Ask HN: Have you started a business because nobody wanted to hire you? - ccdev
Also, how did that turn out? Did your business become profitable to the point where it replaced the need to look for a job?<p>I&#x27;m curious if you&#x27;ve ever been driven to start a business simply you had little or no alternative choice for making a living.<p>The business could be any kind of legitimate enterprise big or small. Doesn&#x27;t need to necessarily be software or tech related, could be something from more traditional trades or disciplines.
======
ryanjmo
I’m trying to find a job right now and it isn’t going well. I have my PhD in
computer science and I’ve run my own bootstraped company before and took it to
over a million in profit for a couple years. I want to find a job as a
engineering manager or something similar, but the feedback I’m getting is I
don’t have enough corporate experience for that type of job, because I’ve just
been doing my own thing for so long. I could find a job as a programmer, but I
really don’t want to.
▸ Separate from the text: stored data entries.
PR #71, opened 2024-08-24
[liauzhanyi] iP

matchastack:
# ZBot

This PR adds **more functionalities** to ~~Duke~~ ZBot. 

The bot can now keep track of tasks, and you may even specify due dates, or a time period just like a calendar 📆 event!

## User Guide

To use the app, follow the steps below:

1. Clone the [repository](https://github.com/liauzhanyi/ip)
2. Run the program using 
```bash
./gradlew build
./gradlew run
```

## Command Summary

These are the currently supported commands

- `todo [task]`
- `deadline [task] /by [dd/MM/yyyy HHmm]`
- `event [task] /from [dd/MM/yyyy HHmm] /to [dd/MM/yyyy HHmm]`
- `list`
- `delete [index]`
- `find`
- `mark [index]` 
- `unmark [index]`

More features _coming soon_!

- [ ] GUI
- [ ] Support for more date input formats

For future developers, the aim of the project is to be
> everything to someone

and not 

> something to everyone

Since there is no syntax highlight for bash, this is just here for the sake of adding colours since as programmers, we all love _colourful words_

```java
import java.utils.*;

    new ZBot(SAVE_PATH).run();
}
```


src/main/java/zbot/Storage.java
```diff
@@ -0,0 +1,141 @@
...
+    }
+
+    /**
+     * Writes text to the file.
+     *
+     * Overwrites the file if it already exists.
+     *
+     * @param text Text to write to the file.
+     */
+    public void writeToFile(String text) {
```
df-Nic: A suggestion will be to indicate the type of file to be written into in the method name.

**For example:**
```java
public void writeToTextFile(String text) {
    // Function Body
}
```

src/main/java/zbot/task/Event.java
```diff
@@ -0,0 +1,50 @@
...
+ * Represents an event with a description, start and end datetime.
+ */
+public class Event extends Task {
+    protected LocalDateTime startDate;
+    protected LocalDateTime endDate;
+
+    /**
+     * Constructor for Event.
+     *
+     * @param description Description of the event.
```
df-Nic, line 17: If I am not mistaken, for JavaDocs there is not need to align the description for each entry?

src/main/java/zbot/ui/MainWindow.java
```diff
@@ -0,0 +1,58 @@
+package zbot.ui;
+
+import javafx.fxml.FXML;
+import javafx.scene.control.Button;
+import javafx.scene.control.ScrollPane;
+import javafx.scene.control.TextField;
+import javafx.scene.image.Image;
+import javafx.scene.layout.AnchorPane;
+import javafx.scene.layout.VBox;
+import zbot.ZBot;
```
df-Nic, line 10: Possibly add a space between the imports of different packages.

**For example:**
```java
//...
import javafx.scene.layout.VBox;

import zbot.Zbot
```

To follow the standardization of the other imports in the other files, which is good that you have a standard for the other java files as well!

src/main/java/zbot/Parser.java
```diff
@@ -0,0 +1,52 @@
...
+
+import java.time.LocalDateTime;
+import java.time.format.DateTimeFormatter;
+import java.time.format.DateTimeParseException;
+
+/**
+ * Represents a parser that parses and formats date and time.
+ */
+public class Parser {
+    private static final String DEFAULT_TIME = "2359";
```
df-Nic, line 11: Good that you follow the snake case naming convention for static variables.

src/main/java/zbot/Storage.java
```diff
@@ -0,0 +1,141 @@
...
+     *
+     * @param filePath Path of the file to store tasks.
+     */
+    public Storage(String filePath) {
+        this.filePath = filePath;
+    }
+
+    /**
+     * Creates the file if it does not exist.
+     *
```
df-Nic: A suggestion to add <p> to denote a new paragraph.

If I am not mistaken, this will render the description as 1 line. Therefore possibly try this.

**For example:**
```java
    /**
     * Creates the file if it does not exist.
     * <p>
     * If the file does not exist, the folder containing the file will be created as
     * well.
     * <p>
     * If the file already exists, nothing will be done.
     */
    public void createFileIfNotExists() {
        // Function Body
    }
```

src/main/java/zbot/ZBot.java
```diff
@@ -0,0 +1,228 @@
...
+     *
+     * The input is processed and the corresponding action is taken.
+     *
+     * @param input User input.
+     * @return Response to the user input.
+     */
+    public String executeInput(String input) {
+        String response;
+
+        if (input.equals("list")) {
```
df-Nic, line 73: Good that you follow the indentation format for the `if`, `else` statements 👍

df-Nic (commented):
Overall the quality of the code follows the standard shown in the lecture materials 💯

src/main/java/zbot/Storage.java
matchastack: makes sense, I will make the change. thanks!

src/main/java/zbot/task/Event.java
matchastack: sorry I do not understand what is meant by "align the description for each entry" can you provide some examples? Thank you.

src/main/java/zbot/ui/MainWindow.java
matchastack: yes! I plan to do that but it will not pass the `checkstyle.xml` from AB3. I am still finding out how to edit the file. Thanks for pointing it out though!

src/main/java/zbot/Storage.java
matchastack: I see... did not know that. Thanks!

src/main/java/zbot/task/Event.java
df-Nic: Sorry for the late reply

```
/**
 * Constructor for Event.
 *
 * @param description Description of the event.
 * @param from        Start datetime of the event.
 * @param to          End datetime of the event.
 */
```
From what I see the JavaDoc looks like this.

I just mean that for the other 2 params, `from` and `to` there is no need to have the extra white spaces in-between the variable name and the description of the variable, if I recall correctly.

matchastack: I see what you mean...

Yes, thanks for pointing it out. I agree it's not required but I don't think it violates the standard too as long as it is kept consistent across. 

I will take a look across the other files and choose a format for consistency. Thanks!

After running my own company, I just like management
better. And I know I wouldn’t enjoy programming for someone else for 8 hours a
day.

So, I’m currently starting a tech business, but it is just going to take a bit
to get started and it may not work. So in the mean time, I’m going to work on
starting a plumbing company. I live in an affluent community and I think I can
get the plumbing business to $400k-$500 a year, with just myself and a van.
I’m going to just hire a plumber to take calls with me until I get comfortable
going on calls on my own. I apprenticed this fall with a plumber; I like the
work way more than programming and got an idea of how much I could expect to
make. Which is way more than I could make programming for someone.

Thinking back on it, as my PhD was finishing up, I was having trouble finding
a job, which was one of the things that pushed me to start my own thing
anyway.

So I guess not being able to find a job and starting my own thing is something
I have done a few times now. It is way more motivating to start something when
you have no other good choice.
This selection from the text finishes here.